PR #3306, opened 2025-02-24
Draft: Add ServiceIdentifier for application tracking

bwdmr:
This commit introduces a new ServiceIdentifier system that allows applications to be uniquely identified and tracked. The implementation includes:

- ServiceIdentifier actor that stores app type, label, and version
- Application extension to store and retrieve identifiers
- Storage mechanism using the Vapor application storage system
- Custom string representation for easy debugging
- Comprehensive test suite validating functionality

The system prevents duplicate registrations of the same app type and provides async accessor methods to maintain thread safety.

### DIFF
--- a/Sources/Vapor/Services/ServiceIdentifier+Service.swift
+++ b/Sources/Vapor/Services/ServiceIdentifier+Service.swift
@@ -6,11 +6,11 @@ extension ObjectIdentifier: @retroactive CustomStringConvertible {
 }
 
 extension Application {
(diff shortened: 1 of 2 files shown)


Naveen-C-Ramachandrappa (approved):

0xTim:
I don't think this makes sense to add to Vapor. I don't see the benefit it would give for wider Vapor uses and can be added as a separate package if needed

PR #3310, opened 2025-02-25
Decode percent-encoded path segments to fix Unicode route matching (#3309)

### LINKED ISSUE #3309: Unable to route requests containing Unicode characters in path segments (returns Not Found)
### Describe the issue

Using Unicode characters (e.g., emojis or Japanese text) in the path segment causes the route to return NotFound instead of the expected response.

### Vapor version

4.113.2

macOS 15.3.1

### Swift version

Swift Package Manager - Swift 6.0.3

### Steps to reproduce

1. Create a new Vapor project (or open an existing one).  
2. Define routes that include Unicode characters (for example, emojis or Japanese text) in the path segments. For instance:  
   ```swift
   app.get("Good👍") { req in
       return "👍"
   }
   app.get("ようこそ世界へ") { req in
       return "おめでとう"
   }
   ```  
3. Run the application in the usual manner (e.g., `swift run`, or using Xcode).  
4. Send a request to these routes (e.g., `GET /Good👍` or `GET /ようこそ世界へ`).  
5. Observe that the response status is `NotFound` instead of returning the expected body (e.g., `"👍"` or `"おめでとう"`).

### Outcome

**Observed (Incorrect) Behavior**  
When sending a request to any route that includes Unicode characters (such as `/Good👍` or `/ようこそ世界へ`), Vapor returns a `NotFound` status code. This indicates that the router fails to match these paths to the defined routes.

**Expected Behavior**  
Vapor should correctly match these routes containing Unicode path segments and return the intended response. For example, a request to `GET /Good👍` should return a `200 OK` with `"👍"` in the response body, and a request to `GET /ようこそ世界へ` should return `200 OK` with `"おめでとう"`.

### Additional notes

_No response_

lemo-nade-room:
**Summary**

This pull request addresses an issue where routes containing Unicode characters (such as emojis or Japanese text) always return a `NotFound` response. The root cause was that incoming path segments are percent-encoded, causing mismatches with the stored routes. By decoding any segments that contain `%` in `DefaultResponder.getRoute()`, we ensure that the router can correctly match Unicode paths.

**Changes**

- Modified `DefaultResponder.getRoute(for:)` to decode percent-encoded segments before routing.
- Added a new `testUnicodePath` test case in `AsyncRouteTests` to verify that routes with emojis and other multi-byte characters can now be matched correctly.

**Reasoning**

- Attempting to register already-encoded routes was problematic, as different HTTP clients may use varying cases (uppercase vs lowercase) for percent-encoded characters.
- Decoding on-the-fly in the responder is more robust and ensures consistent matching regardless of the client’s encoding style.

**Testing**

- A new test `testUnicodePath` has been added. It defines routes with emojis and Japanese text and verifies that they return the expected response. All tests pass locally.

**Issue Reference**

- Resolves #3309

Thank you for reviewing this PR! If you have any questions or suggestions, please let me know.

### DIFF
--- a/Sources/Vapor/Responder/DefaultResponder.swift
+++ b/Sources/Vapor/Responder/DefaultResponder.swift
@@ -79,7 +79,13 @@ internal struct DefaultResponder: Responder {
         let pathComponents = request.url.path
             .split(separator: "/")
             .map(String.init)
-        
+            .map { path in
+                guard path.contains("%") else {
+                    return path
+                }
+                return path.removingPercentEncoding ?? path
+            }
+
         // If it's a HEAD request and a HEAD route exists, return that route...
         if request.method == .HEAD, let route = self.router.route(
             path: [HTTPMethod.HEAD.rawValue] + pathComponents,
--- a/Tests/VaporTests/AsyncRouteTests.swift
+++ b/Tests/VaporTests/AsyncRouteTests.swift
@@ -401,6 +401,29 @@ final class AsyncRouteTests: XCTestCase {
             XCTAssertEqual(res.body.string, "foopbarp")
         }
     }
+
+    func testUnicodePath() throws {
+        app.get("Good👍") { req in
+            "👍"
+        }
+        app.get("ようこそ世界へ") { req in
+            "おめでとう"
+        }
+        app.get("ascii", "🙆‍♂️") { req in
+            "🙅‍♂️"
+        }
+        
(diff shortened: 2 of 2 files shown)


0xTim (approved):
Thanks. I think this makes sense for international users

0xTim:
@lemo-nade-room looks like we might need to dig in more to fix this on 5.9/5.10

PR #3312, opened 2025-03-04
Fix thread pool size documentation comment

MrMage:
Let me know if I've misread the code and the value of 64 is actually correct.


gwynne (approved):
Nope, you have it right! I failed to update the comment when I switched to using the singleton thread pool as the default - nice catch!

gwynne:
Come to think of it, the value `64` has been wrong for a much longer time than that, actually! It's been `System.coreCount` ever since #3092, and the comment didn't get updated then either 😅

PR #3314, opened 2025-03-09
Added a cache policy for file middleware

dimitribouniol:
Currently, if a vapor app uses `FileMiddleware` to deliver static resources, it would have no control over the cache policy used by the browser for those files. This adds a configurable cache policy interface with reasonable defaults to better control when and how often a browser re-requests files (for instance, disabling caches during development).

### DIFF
━━━━━━━━━━━━━━━━━━━━━━━━━━━━━━
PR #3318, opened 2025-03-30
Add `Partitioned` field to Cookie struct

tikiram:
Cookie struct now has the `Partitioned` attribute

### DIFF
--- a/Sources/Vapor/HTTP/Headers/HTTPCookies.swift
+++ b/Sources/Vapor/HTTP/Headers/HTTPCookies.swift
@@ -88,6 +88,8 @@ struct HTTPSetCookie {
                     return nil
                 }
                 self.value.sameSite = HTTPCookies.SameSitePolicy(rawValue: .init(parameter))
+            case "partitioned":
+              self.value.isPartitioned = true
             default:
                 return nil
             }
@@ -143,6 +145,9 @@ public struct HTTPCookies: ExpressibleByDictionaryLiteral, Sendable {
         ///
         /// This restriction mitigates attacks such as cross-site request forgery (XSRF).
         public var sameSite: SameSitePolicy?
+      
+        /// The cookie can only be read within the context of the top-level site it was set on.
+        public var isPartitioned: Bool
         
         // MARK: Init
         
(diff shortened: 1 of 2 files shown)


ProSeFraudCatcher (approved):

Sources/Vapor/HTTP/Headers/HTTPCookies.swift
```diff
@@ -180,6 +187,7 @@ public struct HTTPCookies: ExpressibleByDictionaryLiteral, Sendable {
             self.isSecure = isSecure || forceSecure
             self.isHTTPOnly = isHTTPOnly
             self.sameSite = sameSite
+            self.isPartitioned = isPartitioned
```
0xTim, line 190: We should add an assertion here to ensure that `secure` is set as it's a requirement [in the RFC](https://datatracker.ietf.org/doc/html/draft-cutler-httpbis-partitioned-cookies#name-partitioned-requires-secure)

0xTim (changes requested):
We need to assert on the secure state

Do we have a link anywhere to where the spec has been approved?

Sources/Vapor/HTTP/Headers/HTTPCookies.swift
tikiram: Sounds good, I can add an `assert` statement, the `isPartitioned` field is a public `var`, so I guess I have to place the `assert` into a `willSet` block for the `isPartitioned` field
━━━━━━━━━━━━━━━━━━━━━━━━━━━━━━
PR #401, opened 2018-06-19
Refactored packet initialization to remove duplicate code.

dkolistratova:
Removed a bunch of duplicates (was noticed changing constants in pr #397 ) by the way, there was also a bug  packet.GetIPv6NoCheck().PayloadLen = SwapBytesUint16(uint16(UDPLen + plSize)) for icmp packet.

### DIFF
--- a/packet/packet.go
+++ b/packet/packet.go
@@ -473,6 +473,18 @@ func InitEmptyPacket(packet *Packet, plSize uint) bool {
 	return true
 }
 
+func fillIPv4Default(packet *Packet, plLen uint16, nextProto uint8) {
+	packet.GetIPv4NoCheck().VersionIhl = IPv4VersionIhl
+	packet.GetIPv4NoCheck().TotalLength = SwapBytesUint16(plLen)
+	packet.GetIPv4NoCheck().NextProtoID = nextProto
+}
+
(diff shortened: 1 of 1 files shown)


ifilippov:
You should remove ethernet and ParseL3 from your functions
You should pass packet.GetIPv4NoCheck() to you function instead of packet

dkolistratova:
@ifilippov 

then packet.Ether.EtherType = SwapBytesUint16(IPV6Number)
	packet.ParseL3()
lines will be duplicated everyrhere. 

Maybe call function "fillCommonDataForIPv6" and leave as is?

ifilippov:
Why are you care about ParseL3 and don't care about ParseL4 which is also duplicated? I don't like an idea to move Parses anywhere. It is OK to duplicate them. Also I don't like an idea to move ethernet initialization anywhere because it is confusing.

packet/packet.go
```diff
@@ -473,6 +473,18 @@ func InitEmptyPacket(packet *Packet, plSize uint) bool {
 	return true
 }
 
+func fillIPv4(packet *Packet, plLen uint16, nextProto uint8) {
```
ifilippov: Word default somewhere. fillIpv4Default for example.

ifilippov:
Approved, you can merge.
━━━━━━━━━━━━━━━━━━━━━━━━━━━━━━
▶ _About this task_
Retype only this portion of the data above: the line containing "PR #3306, opened 2025-02-24", the line containing "- Custom string", and all lines between them, exactly.

▶ _Result for this task_
PR #3306, opened 2025-02-24
Draft: Add ServiceIdentifier for application tracking

bwdmr:
This commit introduces a new ServiceIdentifier system that allows applications to be uniquely identified and tracked. The implementation includes:

- ServiceIdentifier actor that stores app type, label, and version
- Application extension to store and retrieve identifiers
- Storage mechanism using the Vapor application storage system
- Custom string representation for easy debugging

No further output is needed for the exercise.